-- LISTED ENTRIES follows --

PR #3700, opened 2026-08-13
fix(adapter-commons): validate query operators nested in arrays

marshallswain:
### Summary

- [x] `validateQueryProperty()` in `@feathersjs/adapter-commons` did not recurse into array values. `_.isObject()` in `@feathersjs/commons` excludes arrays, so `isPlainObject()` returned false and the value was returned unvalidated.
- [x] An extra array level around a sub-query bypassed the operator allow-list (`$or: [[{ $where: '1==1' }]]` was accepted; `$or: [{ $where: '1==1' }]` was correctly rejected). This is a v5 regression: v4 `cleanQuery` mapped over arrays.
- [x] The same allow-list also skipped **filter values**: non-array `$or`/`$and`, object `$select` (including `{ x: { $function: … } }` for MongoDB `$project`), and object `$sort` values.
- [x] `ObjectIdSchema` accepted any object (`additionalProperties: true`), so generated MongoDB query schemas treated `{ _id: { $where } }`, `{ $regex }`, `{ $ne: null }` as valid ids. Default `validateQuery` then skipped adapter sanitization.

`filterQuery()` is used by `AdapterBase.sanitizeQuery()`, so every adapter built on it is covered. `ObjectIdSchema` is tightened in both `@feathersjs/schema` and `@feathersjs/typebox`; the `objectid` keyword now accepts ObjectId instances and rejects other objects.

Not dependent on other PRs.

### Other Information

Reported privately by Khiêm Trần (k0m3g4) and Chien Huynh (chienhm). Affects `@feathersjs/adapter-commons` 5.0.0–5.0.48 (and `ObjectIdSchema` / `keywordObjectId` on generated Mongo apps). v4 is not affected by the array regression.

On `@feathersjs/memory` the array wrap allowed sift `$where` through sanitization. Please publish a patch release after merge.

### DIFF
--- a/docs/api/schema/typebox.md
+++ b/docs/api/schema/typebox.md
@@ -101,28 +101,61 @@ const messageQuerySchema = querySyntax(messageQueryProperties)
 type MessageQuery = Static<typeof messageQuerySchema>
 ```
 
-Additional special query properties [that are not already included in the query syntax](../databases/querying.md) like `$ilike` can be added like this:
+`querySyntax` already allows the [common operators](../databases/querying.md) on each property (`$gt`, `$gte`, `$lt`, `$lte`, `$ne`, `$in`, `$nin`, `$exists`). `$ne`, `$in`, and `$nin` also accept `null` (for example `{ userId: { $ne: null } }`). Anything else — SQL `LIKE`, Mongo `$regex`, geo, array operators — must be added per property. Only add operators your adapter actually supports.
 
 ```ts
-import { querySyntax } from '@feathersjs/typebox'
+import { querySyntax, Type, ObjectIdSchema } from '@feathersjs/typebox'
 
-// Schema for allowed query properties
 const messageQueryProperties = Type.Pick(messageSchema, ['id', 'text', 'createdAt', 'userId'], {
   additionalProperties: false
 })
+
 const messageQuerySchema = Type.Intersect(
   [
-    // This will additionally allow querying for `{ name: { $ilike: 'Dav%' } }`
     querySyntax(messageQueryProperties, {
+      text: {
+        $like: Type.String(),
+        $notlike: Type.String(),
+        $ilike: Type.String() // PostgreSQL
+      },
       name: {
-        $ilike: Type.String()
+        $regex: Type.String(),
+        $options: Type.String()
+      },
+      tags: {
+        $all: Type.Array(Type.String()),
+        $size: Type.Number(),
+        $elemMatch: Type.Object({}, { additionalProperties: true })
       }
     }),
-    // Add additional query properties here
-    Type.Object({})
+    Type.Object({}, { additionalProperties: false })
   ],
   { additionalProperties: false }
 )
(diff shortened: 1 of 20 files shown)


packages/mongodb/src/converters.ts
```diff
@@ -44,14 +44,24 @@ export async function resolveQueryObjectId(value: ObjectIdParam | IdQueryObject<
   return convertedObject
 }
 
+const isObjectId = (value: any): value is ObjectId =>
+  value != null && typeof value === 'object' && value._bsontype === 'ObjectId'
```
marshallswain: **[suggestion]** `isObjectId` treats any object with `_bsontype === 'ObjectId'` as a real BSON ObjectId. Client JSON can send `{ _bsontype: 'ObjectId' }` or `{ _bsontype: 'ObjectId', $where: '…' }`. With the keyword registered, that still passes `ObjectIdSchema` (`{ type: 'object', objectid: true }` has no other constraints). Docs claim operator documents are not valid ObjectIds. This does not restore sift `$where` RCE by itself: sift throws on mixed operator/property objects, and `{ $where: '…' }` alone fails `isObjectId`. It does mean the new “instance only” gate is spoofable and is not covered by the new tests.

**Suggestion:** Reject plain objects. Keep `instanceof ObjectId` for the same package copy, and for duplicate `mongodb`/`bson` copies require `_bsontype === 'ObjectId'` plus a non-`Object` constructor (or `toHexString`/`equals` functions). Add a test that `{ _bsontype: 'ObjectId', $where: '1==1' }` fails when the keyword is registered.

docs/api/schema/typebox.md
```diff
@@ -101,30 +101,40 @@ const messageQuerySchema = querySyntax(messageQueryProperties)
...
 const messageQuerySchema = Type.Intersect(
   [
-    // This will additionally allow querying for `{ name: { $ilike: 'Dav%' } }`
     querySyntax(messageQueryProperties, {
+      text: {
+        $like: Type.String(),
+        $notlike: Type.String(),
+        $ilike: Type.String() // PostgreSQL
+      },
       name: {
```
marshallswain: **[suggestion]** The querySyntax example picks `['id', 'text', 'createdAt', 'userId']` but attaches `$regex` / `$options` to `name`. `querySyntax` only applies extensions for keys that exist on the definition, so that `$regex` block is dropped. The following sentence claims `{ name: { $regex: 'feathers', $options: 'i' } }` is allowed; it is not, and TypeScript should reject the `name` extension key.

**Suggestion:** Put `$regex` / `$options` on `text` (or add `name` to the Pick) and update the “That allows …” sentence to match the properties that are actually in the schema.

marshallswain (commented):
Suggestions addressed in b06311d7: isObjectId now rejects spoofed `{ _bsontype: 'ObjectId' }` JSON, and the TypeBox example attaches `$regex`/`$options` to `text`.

-- LISTED ENTRIES concluded --
-- LISTED ENTRIES follows --

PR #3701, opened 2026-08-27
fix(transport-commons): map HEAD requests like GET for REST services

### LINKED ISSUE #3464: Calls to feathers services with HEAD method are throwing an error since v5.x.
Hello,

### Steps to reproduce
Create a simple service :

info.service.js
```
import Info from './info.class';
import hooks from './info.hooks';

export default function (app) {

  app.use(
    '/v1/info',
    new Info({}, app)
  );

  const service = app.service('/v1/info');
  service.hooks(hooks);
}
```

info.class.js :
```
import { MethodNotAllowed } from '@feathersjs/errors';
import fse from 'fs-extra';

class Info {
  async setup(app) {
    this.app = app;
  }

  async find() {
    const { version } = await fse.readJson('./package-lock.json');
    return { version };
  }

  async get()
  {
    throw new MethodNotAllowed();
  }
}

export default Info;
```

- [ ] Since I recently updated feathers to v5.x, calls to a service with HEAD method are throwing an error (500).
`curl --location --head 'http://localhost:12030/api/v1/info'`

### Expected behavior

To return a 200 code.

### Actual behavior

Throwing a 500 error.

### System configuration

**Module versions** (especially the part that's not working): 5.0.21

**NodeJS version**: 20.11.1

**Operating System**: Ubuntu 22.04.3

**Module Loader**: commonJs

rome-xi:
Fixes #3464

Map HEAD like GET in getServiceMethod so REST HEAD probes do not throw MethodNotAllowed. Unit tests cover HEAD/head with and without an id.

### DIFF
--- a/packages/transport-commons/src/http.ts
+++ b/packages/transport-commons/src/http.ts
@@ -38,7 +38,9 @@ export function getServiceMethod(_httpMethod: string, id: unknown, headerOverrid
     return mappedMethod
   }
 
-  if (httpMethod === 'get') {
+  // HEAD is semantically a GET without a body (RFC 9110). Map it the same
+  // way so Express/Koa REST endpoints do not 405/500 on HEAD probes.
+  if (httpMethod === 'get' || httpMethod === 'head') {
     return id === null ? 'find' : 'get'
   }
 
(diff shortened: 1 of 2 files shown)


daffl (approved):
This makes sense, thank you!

-- LISTED ENTRIES concluded --

WHAT IS REQUIRED:
Would you please return every line in the listing where "rejects" shows up?

RESPONSE:
`filterQuery()` is used by `AdapterBase.sanitizeQuery()`, so every adapter built on it is covered. `ObjectIdSchema` is tightened in both `@feathersjs/schema` and `@feathersjs/typebox`; the `objectid` keyword now accepts ObjectId instances and rejects other objects.
Suggestions addressed in b06311d7: isObjectId now rejects spoofed `{ _bsontype: 'ObjectId' }` JSON, and the TypeBox example attaches `$regex`/`$options` to `text`.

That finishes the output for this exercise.